PR #912, opened 2020-10-16
Add void linux installation instructions to INSTALL.md

classabbyamp:
The package is in their repositories now (search [here](https://voidlinux.org/packages/) to see).

PR #913, opened 2020-10-16
Add void linux installation instructions to install (hugo docs)

classabbyamp:
Related to #912, see there for details.


twpayne:
Thanks for this, but this is not needed. The website docs are generated with [Hugo](https://gohugo.io) from the Markdown files in the `docs/` directory.

PR #934, opened 2020-11-19
Fix umask on Windows so new files are not created read-only by default.

zb140:
This commit (https://github.com/twpayne/chezmoi/commit/592a363977a83945308018a6b1748647403bed6c) inadvertently made it so that whenever `chezmoi` updates one of my files (on Windows), it's set to "read only".  So if I make some changes to a file, apply it, then make some more changes, the second apply will fail because it can't overwrite the read-only file.

Going back to using `0` for the umask on Windows fixes the issue, but I'm not sure if this change was intentional.  Let me know if you foresee any problems with this and I can look for a different solution.

### DIFF
--- a/internal/chezmoi/chezmoi_windows.go
+++ b/internal/chezmoi/chezmoi_windows.go
@@ -4,7 +4,7 @@ import "os"
 
 // GetUmask returns the umask.
 func GetUmask() os.FileMode {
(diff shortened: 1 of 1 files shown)


twpayne:
Thanks for this and sorry about that!

PR #936, opened 2020-11-20
Opt in to data caching provided by newer versions of 1password-cli

zb140:
The new `--cache` option is provided on all platforms even though no actual caching is done on Windows (🤞 for the future). Also, the option is _not_ automatically added to commands run with `chezmoi secret onepassword` to keep it a pure pass-through.  If people need caching that way, they can simply specify the option themselves.


twpayne (approved):
Perfect, thank you!

PR #940, opened 2020-11-23
Fix fullname for WSL

garyng:
Should be _Windows Subsystem for Linux_ right? (https://docs.microsoft.com/en-us/windows/wsl/install-win10)

Btw, is small changes like this an okay?


twpayne:
Thanks for catching this, and yes small changes like this are very welcome.

Note that documentation changes also require updates to the generated code [as documented in the contributing guide](https://github.com/twpayne/chezmoi/blob/master/docs/CONTRIBUTING.md#generated-code). If you don't have Go to hand then I'm happy to fix this after the PR is merged.

garyng:
Oh! I didn't have Go installed on my system. 
In fact I was reading the documentation and edited the typo right on GitHub, without checking it out locally.
Sorry 😅

PR #951, opened 2020-12-08
Fix GOLANGCI missing version patch

benmezger:
When running `make lint`, it fails locally with the following message:

```
golangci/golangci-lint info checking GitHub for tag 'v1.33'
golangci/golangci-lint crit unable to find 'v1.33' - use 'latest' or see https://github.com/golangci/golangci-lint/releases for details
```

This PR fixes this issue.


twpayne:
Thank you :)

PR #952, opened 2020-12-08
Check if SourceDir begins with a home dir prefix

benmezger:
Running `chezmoi {appy,doctor}` fails because chezmoi does not expand the home's tilde. This PR check if `SourceDir` has a prefix of `~/` or `~` and expands the home directory accordingly.

Example:

```toml
sourceDir: ~/dotfiles
data:
        ...
```

Before:
```
warning: version dev
     ok: runtime.GOOS darwin, runtime.GOARCH amd64
  ERROR: ~/dotfiles: (source directory, not found)
       : lstat ~/dotfiles: no such file or directory
....
```
After:
```
warning: version dev
     ok: runtime.GOOS darwin, runtime.GOARCH amd64
     ok: /Users/seds/dotfiles (source directory, perm 700)
     ok: /Users/seds (destination directory, perm 755)
```

### DIFF
--- a/cmd/root.go
+++ b/cmd/root.go
@@ -115,6 +115,15 @@ func init() {
 					"warning: to disable this warning, set sourceVCS.notGit = true in your config file\n",
 				)
 			}
+
+			if strings.HasPrefix(config.SourceDir, "~/") {
+				home, _ := os.UserHomeDir()
+				config.SourceDir = filepath.Join(home, config.SourceDir[2:])
+			} else if strings.HasPrefix(config.SourceDir, "~") {
+				home, _ := os.UserHomeDir()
○ ○ ○ ○
Assigned task ::
Among the lines above, repeat exactly those from the line with "Fix umask on" to the line with "the read-only file.", counting both ends.

Exercise response ::
Fix umask on Windows so new files are not created read-only by default.

zb140:
This commit (https://github.com/twpayne/chezmoi/commit/592a363977a83945308018a6b1748647403bed6c) inadvertently made it so that whenever `chezmoi` updates one of my files (on Windows), it's set to "read only".  So if I make some changes to a file, apply it, then make some more changes, the second apply will fail because it can't overwrite the read-only file.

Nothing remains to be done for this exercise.